In your answer, print each of the records below exactly.

(Stored items)
::::
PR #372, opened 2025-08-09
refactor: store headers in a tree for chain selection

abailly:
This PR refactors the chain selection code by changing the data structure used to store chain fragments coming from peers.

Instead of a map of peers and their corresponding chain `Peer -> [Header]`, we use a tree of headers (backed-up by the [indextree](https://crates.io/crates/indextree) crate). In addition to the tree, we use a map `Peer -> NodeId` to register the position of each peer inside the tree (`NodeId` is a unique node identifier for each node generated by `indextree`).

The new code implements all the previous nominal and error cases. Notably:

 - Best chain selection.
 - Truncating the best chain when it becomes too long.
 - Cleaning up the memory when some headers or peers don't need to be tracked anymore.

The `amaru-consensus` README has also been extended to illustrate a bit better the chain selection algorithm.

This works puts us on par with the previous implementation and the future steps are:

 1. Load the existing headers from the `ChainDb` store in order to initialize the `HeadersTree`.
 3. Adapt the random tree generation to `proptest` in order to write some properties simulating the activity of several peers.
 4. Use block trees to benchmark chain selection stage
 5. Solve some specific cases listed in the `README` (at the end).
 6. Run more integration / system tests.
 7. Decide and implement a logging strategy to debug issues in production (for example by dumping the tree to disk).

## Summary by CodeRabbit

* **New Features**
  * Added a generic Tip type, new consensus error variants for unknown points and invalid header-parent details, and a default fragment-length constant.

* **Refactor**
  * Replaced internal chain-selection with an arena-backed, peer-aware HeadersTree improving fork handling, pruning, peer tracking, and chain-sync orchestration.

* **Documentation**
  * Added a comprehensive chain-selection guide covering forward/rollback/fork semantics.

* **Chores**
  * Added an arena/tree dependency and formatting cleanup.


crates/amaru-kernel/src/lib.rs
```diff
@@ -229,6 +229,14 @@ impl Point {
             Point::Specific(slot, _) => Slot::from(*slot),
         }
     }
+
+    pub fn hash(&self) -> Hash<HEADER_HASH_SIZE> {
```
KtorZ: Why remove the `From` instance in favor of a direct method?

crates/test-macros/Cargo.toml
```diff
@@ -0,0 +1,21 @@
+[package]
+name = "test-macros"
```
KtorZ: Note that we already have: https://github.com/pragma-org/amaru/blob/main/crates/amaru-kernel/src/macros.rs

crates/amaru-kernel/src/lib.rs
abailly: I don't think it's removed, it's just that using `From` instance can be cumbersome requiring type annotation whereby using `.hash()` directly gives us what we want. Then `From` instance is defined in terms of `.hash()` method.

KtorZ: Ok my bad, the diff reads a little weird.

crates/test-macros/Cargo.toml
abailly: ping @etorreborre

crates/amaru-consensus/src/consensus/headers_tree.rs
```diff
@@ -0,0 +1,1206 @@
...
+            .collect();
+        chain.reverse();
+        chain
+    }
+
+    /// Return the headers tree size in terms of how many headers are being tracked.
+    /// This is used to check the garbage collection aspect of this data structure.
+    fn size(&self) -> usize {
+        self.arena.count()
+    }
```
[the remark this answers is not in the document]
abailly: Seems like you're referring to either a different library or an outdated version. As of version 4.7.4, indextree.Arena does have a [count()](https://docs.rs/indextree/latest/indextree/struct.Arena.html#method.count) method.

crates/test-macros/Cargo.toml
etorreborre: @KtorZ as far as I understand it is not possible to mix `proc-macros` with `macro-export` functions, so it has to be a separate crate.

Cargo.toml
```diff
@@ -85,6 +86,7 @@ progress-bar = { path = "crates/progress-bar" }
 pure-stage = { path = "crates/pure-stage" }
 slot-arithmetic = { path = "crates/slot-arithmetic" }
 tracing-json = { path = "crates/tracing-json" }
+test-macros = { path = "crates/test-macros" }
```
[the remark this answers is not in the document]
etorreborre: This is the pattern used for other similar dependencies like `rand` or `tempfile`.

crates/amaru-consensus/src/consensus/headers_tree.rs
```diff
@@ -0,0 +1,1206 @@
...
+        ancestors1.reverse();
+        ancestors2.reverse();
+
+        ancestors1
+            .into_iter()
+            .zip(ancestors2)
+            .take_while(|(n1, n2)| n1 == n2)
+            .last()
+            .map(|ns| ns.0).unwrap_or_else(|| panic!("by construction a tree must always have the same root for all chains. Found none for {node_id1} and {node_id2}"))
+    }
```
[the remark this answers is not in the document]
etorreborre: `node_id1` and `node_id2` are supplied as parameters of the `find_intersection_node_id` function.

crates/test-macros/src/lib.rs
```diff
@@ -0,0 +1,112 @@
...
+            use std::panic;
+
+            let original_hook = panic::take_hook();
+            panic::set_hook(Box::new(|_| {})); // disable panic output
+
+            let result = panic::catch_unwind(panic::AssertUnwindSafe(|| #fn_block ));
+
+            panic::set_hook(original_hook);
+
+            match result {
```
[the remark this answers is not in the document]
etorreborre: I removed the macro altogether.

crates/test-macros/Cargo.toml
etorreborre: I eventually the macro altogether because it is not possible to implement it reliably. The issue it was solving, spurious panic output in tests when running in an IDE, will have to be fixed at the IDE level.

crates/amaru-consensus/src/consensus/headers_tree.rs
::::
Response for this exercise
PR #372, opened 2025-08-09
refactor: store headers in a tree for chain selection

abailly:
This PR refactors the chain selection code by changing the data structure used to store chain fragments coming from peers.

Instead of a map of peers and their corresponding chain `Peer -> [Header]`, we use a tree of headers (backed-up by the [indextree](https://crates.io/crates/indextree) crate). In addition to the tree, we use a map `Peer -> NodeId` to register the position of each peer inside the tree (`NodeId` is a unique node identifier for each node generated by `indextree`).

The new code implements all the previous nominal and error cases. Notably:

 - Best chain selection.
 - Truncating the best chain when it becomes too long.
 - Cleaning up the memory when some headers or peers don't need to be tracked anymore.

The `amaru-consensus` README has also been extended to illustrate a bit better the chain selection algorithm.

This works puts us on par with the previous implementation and the future steps are:

 1. Load the existing headers from the `ChainDb` store in order to initialize the `HeadersTree`.
 3. Adapt the random tree generation to `proptest` in order to write some properties simulating the activity of several peers.
 4. Use block trees to benchmark chain selection stage
 5. Solve some specific cases listed in the `README` (at the end).
 6. Run more integration / system tests.
 7. Decide and implement a logging strategy to debug issues in production (for example by dumping the tree to disk).

## Summary by CodeRabbit

* **New Features**
  * Added a generic Tip type, new consensus error variants for unknown points and invalid header-parent details, and a default fragment-length constant.

* **Refactor**
  * Replaced internal chain-selection with an arena-backed, peer-aware HeadersTree improving fork handling, pruning, peer tracking, and chain-sync orchestration.

* **Documentation**
  * Added a comprehensive chain-selection guide covering forward/rollback/fork semantics.

* **Chores**
  * Added an arena/tree dependency and formatting cleanup.


crates/amaru-kernel/src/lib.rs
```diff
@@ -229,6 +229,14 @@ impl Point {
             Point::Specific(slot, _) => Slot::from(*slot),
         }
     }
+
+    pub fn hash(&self) -> Hash<HEADER_HASH_SIZE> {
```
KtorZ: Why remove the `From` instance in favor of a direct method?

crates/test-macros/Cargo.toml
```diff
@@ -0,0 +1,21 @@
+[package]
+name = "test-macros"
```
KtorZ: Note that we already have: https://github.com/pragma-org/amaru/blob/main/crates/amaru-kernel/src/macros.rs

crates/amaru-kernel/src/lib.rs
abailly: I don't think it's removed, it's just that using `From` instance can be cumbersome requiring type annotation whereby using `.hash()` directly gives us what we want. Then `From` instance is defined in terms of `.hash()` method.

KtorZ: Ok my bad, the diff reads a little weird.

crates/test-macros/Cargo.toml
abailly: ping @etorreborre

crates/amaru-consensus/src/consensus/headers_tree.rs
```diff
@@ -0,0 +1,1206 @@
...
+            .collect();
+        chain.reverse();
+        chain
+    }
+
+    /// Return the headers tree size in terms of how many headers are being tracked.
+    /// This is used to check the garbage collection aspect of this data structure.
+    fn size(&self) -> usize {
+        self.arena.count()
+    }
```
[the remark this answers is not in the document]
abailly: Seems like you're referring to either a different library or an outdated version. As of version 4.7.4, indextree.Arena does have a [count()](https://docs.rs/indextree/latest/indextree/struct.Arena.html#method.count) method.

crates/test-macros/Cargo.toml
etorreborre: @KtorZ as far as I understand it is not possible to mix `proc-macros` with `macro-export` functions, so it has to be a separate crate.

Cargo.toml
```diff
@@ -85,6 +86,7 @@ progress-bar = { path = "crates/progress-bar" }
 pure-stage = { path = "crates/pure-stage" }
 slot-arithmetic = { path = "crates/slot-arithmetic" }
 tracing-json = { path = "crates/tracing-json" }
+test-macros = { path = "crates/test-macros" }
```
[the remark this answers is not in the document]
etorreborre: This is the pattern used for other similar dependencies like `rand` or `tempfile`.

crates/amaru-consensus/src/consensus/headers_tree.rs
```diff
@@ -0,0 +1,1206 @@
...
+        ancestors1.reverse();
+        ancestors2.reverse();
+
+        ancestors1
+            .into_iter()
+            .zip(ancestors2)
+            .take_while(|(n1, n2)| n1 == n2)
+            .last()
+            .map(|ns| ns.0).unwrap_or_else(|| panic!("by construction a tree must always have the same root for all chains. Found none for {node_id1} and {node_id2}"))
+    }
```
[the remark this answers is not in the document]
etorreborre: `node_id1` and `node_id2` are supplied as parameters of the `find_intersection_node_id` function.

crates/test-macros/src/lib.rs
```diff
@@ -0,0 +1,112 @@
...
+            use std::panic;
+
+            let original_hook = panic::take_hook();
+            panic::set_hook(Box::new(|_| {})); // disable panic output
+
+            let result = panic::catch_unwind(panic::AssertUnwindSafe(|| #fn_block ));
+
+            panic::set_hook(original_hook);
+
+            match result {
```
[the remark this answers is not in the document]
etorreborre: I removed the macro altogether.

crates/test-macros/Cargo.toml
etorreborre: I eventually the macro altogether because it is not possible to implement it reliably. The issue it was solving, spurious panic output in tests when running in an IDE, will have to be fixed at the IDE level.

crates/amaru-consensus/src/consensus/headers_tree.rs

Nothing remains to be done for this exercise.